[[ INFORMATION open ]]

PR #67, opened 2022-02-04
Fix VA styling

nmanu1:
Fix a styling regression where the magnifying glass icon for query suggestions in VA no longer appeared.

Also, fix the styling for entity previews when no other items are in the dropdown. In this case, the divider should not appear for the entity previews of the first vertical. But, if there are other verticals with entity previews, then these should have dividers.

J=SLAP-1861
TEST=manual

See that the icons for VA are correct and the divider above entity previews only appears over a vertical's preview cards if there are other dropdown items before it.

### DIFF
--- a/src/components/EntityPreviews.tsx
+++ b/src/components/EntityPreviews.tsx
@@ -5,7 +5,7 @@ import recursivelyMapChildren from './utils/recursivelyMapChildren';
 
 interface EntityPreviewsProps {
   verticalKey: string,
-  children: (results: Result[], showDivider?: boolean) => JSX.Element,
+  children: (results: Result[], index: number) => JSX.Element,
   limit?: number
 }
 
@@ -24,9 +24,9 @@ export default function EntityPreviews(_: EntityPreviewsProps) {
 /**
  * Recursively passes vertical results into instances of EntityPreview.
  */
-export function transformEntityPreviews(entityPreviews: JSX.Element, verticalResultsArray: VerticalResults[], showDivider?: boolean): ReactNode {
+export function transformEntityPreviews(entityPreviews: JSX.Element, verticalResultsArray: VerticalResults[]): ReactNode {
   const verticalKeyToResults = getVerticalKeyToResults(verticalResultsArray);
-  let hasEntityPreviews = false;
+  let index = 0;
   const renderedChildren = recursivelyMapChildren(entityPreviews, child => {
     if (!isValidElement(child) || child.type !== EntityPreviews) {
       return child;
@@ -35,10 +35,7 @@ export function transformEntityPreviews(entityPreviews: JSX.Element, verticalRes
     if (!(verticalKey in verticalKeyToResults)) {
       return null;
     }
-
-    const shouldShowDivider = hasEntityPreviews || showDivider;
-    hasEntityPreviews = true;
-    return children(verticalKeyToResults[verticalKey], shouldShowDivider);
+    return children(verticalKeyToResults[verticalKey], index++);
   });
   return renderedChildren;
 }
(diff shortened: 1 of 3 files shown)


src/components/EntityPreviews.tsx
```diff
@@ -5,7 +5,7 @@ import recursivelyMapChildren from './utils/recursivelyMapChildren';
 
 interface EntityPreviewsProps {
   verticalKey: string,
-  children: (results: Result[]) => JSX.Element,
+  children: (results: Result[], showDivider?: boolean) => JSX.Element,
```
oshi97, line 8: showDivider is a little too specific to what we happen to be doing in `SampleVisualSearchBar`, is there a more  generic way to pass this information down?

nmanu1: to add dividers between verticals, the children need some way of knowing if there are other verticals with entity previews being rendered before them (in which case they should add a divider). so instead, I could pass an index here and then in `renderEntityPreviews` each child would only add a divider if it's not the first child.

but then, to add the initial divider between the first part of the dropdown and the entity previews, the divider would either need to be added in the `SearchBar` component, or `showFirstDivider` could be passed to `renderEntityPreviews`. is there a preference for where this divider should live (in `SearchBar` or `SampleVisualSearchBar`)?

src/components/SampleVisualSearchBar.tsx
```diff
@@ -84,7 +86,6 @@ function FaqCard({ result }: CardProps) {
     : [];
 
   return (<div key={faqData.question}>
-    <div className='h-px bg-gray-200 mt-1 mb-4 mx-2.5'></div>
     <div tabIndex={0} className='flex flex-row mx-4 mb-3 rounded-md'>
```
cea2aj, line 89: Do we not need a divider between each FAQ?

src/components/EntityPreviews.tsx
oshi97: Passing an index sounds good to me! For the divider between the other dropdown stuff and entity previews I think it's okay to put that (and any logic around showing/hiding it) in `SearchBar`, not everything needs to be 100% configurable

cea2aj:
Another approach worth considering is only making the top divider appear if there are autocomplete results or recent searches. This would allow the code to not have to worry about the context of whether or not other things are rendered. This is the same idea as single direction padding. Each FAQ would have a divider at the top, and the entity previews would always put a divider at the top when there are 1 or more entities.

nmanu1:
> Another approach worth considering is only making the top divider (under the search input) appear if there are autocomplete results or recent searches. This would allow the code to not have to worry about the context of whether or not other things are rendered. This is the same idea as single direction padding. Each FAQ would have a divider at the top, and the entity previews would always put a divider at the top when there are 1 or more entities.

That would work, except the divider for the search input and for the entity previews seem to have slightly different styling (the length is a little longer and there's no top/bottom margin). I can try messing with the styling to make them interchangeable, but I think it might be simpler to control the entity preview dividers instead because that would give some flexibility in styling and make it so we don't depend on the entity preview rendering to separate the search input from the dropdown.

src/components/SampleVisualSearchBar.tsx
nmanu1: We do! Added it back

src/components/EntityPreviews.tsx
nmanu1: Updated!

src/components/SearchBar.tsx
```diff
@@ -310,6 +310,7 @@ export default function SearchBar({
           <StyledDropdownMenu cssClasses={cssClasses}>
             {renderRecentSearches()}
             {renderQuerySuggestions()}
+            {showEntityPreviewsDivider && <div className='h-px bg-gray-200 mt-1 mb-4 mx-3.5'></div>}
```
oshi97, line 313: can we add this to the `cssClasses` prop? not everything needs to be configurable but we also kind of have this pattern right now where all css classes are configurable

nmanu1: sure, added!

PR #68, opened 2022-02-08
Refactor StaticFilters and Facets

cea2aj:
Refactor StaticFilters and Facets to use a common Filters component

The common Filters component allows all of the styling and functionality (collapsible and searchable) to be reused. The purpose of the StaticFilters and Facets components is now to gather the filters data and click handlers and pass them to the Filters component. The Filters components renders the possible filters for various fields, and the CollapsibleLabel allows the Filters to be collapsed.

The facets have a number to indicate the count (e.g. 'Cost (3)'), and this number with the parenthesis will now be used in the Levenshtein matching since only the label is passed to the Filters component. This seems to work just fine with testing.

J=SLAP-1856
TEST=manual

Compare side by side with the hosted starter app and confirm styling is the same. Check desktop and mobile view. Enable


src/components/FilterDisplay.tsx
```diff
@@ -0,0 +1,102 @@
...
+    searchable,
+    collapsible,
+    placeholderText = 'Search here...',
+    defaultExpanded,
+    customCssClasses,
+    cssCompositionMethod
+  } = props;
+  const [ searchTerm, setSearchTerm ] = useState('');
+  const options = searchable
+    ? allOptions.filter(o => isLevenshteinMatch(o.label.toLowerCase(), searchTerm.toLowerCase()))
```
nmanu1, line 59: can we just use `isCloseMatch()` for this like we do to filter recent searches?

cea2aj: ah, I thought we had something like that but couldn't find it. I'll update!

package.json
```diff
@@ -9,6 +9,7 @@
     "@tailwindcss/forms": "^0.4.0",
     "@yext/answers-headless-react": "^1.1.0-beta.3",
     "classnames": "^2.3.1",
+    "js-levenshtein": "^1.1.6",
```
oshi97, line 12: where is this used?

src/components/Facets.tsx
```diff
@@ -1,36 +1,39 @@
...
+import { useAnswersState, useAnswersActions, Filter } from '@yext/answers-headless-react'
 import { CompositionMethod, useComposedCssClasses } from '../hooks/useComposedCssClasses';
-import Facet,{ FacetConfig, FacetCssClasses } from './Facet';
-import { Divider } from './StaticFilters';
+import Filters, { FiltersCssClasses } from './Filters';
 
-
-interface FacetsProps {
-  searchOnChange?: boolean,
+export interface FacetConfig {
```
oshi97, line 5: nit but can we have the props at the top?

package.json
cea2aj: It's not needed anymore after I updated to use `isCloseMatch` so I'll remove it

src/components/FilterDisplay.tsx
```diff
@@ -0,0 +1,102 @@
...
+              value: option.value
+            }
+            return renderCheckboxOption({
+              option: { id: `${index}`, label: option.label },
+              onClick: selected => option.onClick?.(filter, selected),
+              selected: option.isSelected,
+              cssClasses
+            });
+          })}
+        </div>
```
oshi97, line 98: it feels like most of what this component is doing is providing this toggle? is it possible to have these lines instead be specified through props.children? I think that would help divide up responsibility (no need to pass the big options array as a prop here), while also making things more flexible

cea2aj: I think props.children makes sense here. Are you thinking we pass the input element in as props children as well? Or just the rendering of the options?

src/components/Filters.tsx
```diff
@@ -0,0 +1,64 @@
...
+}
+
+interface DividerProps {
+  customCssClasses?: {
+    divider?: string
+  },
+  cssCompositionMethod?: CompositionMethod
+}
+
+export function Divider({ customCssClasses, cssCompositionMethod }: DividerProps) {
```
yen-tt, line 58: I think this divider is the same as the one in StaticFilters file. Maybe we could have this in its own file to avoid duplicate

src/components/StaticFilters.tsx
```diff
@@ -54,38 +36,32 @@ export default function StaticFilters(props: StaticFiltersProps): JSX.Element {
...
-        </fieldset>
-      })}
-    </div>
+    <Filters
+      filterConfigs={filterConfigs}
+      customCssClasses={customCssClasses}
+      cssCompositionMethod={cssCompositionMethod}
+    />
   );
 }
```
yen-tt, line 67: Forgot to remove the divider below? It's moved to Filters.tsx right?

src/components/FilterDisplay.tsx
oshi97: ooh hmm, I forgot about the input element but I think that makes sense!

src/components/Facets.tsx
cea2aj: sure

src/components/Facets.tsx
```diff
@@ -39,55 +42,71 @@ export default function Facets (props: FacetsProps): JSX.Element {
...
       const overrideConfig = facetConfigs?.[facet.fieldId] ?? {};
       const config = {
         searchable,
         collapsible,
         defaultExpanded,
         ...overrideConfig
       }
-      return (
-        <div key={facet.fieldId}>
-          <Facet
```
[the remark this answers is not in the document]
cea2aj: yep, my bad I forgot to remove

src/components/FilterDisplay.tsx
cea2aj: I refactored and and I was left with a label which supported collapsibility, so I renamed `FilterDisplay` to `CollapsibleLabel`

src/components/Filters.tsx
```diff
@@ -0,0 +1,143 @@
...
+              })}
+              <div className={cssClasses.optionsContainer}> 
+                {options.map((option, index) => {
+                  const filter = {
+                    fieldId: option.fieldId,
+                    matcher: Matcher.Equals,
+                    value: option.value
+                  }
+                  return renderCheckboxOption({
+                    option: { id: `${index}`, label: option.label },
```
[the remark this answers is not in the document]
cea2aj: I wasn't seeing any errors, but I don't think it will hurt so I updated it!

yen-tt (approved):
looks great!

PR #449, opened 2021-11-08
Mention that `--format` also accepts `yaml, toml`

silverraven691:
Would you like me to add a comment right next to the definition of `ExportFormat` to remind whoever will edit it to also update this documentation line?

Thanks

### DIFF
--- a/src/bin/nickel.rs
+++ b/src/bin/nickel.rs
@@ -28,7 +28,7 @@ struct Opt {
 enum Command {
     /// Export the result to a different format
     Export {
-        /// Available formats: `raw, json`. Default format: `json`.
+        /// Available formats: `raw, json, yaml, toml`. Default format: `json`.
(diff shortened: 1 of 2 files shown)


yannham:
Hello,

> Would you like me to add a comment right next to the definition of ExportFormat to remind whoever will edit it to also update this documentation line?

Yes, that is a good idea. Thanks for contributing!

yannham (approved):

ysndr:
I think we could make use of the [arg_enum macro](https://docs.rs/clap/2.27.1/clap/macro.arg_enum.html) to generate this docs automatically given that clap is already a dependency through structopt

yannham:
> I think we could make use of the arg_enum macro to generate this docs automatically given that clap is already a dependency through structopt

Indeed. Let's merge this for now and open an issue for this more robust solution.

[[ INFORMATION closed ]]

WHAT YOU ARE ASKED TO DO: Show every line of the listing containing the string "return" by copying it.

TASK SOLUTION:
       return child;
       return null;
-    return children(verticalKeyToResults[verticalKey], shouldShowDivider);
+    return children(verticalKeyToResults[verticalKey], index++);
   return renderedChildren;
   return (<div key={faqData.question}>
+            return renderCheckboxOption({
-      return (
+                  return renderCheckboxOption({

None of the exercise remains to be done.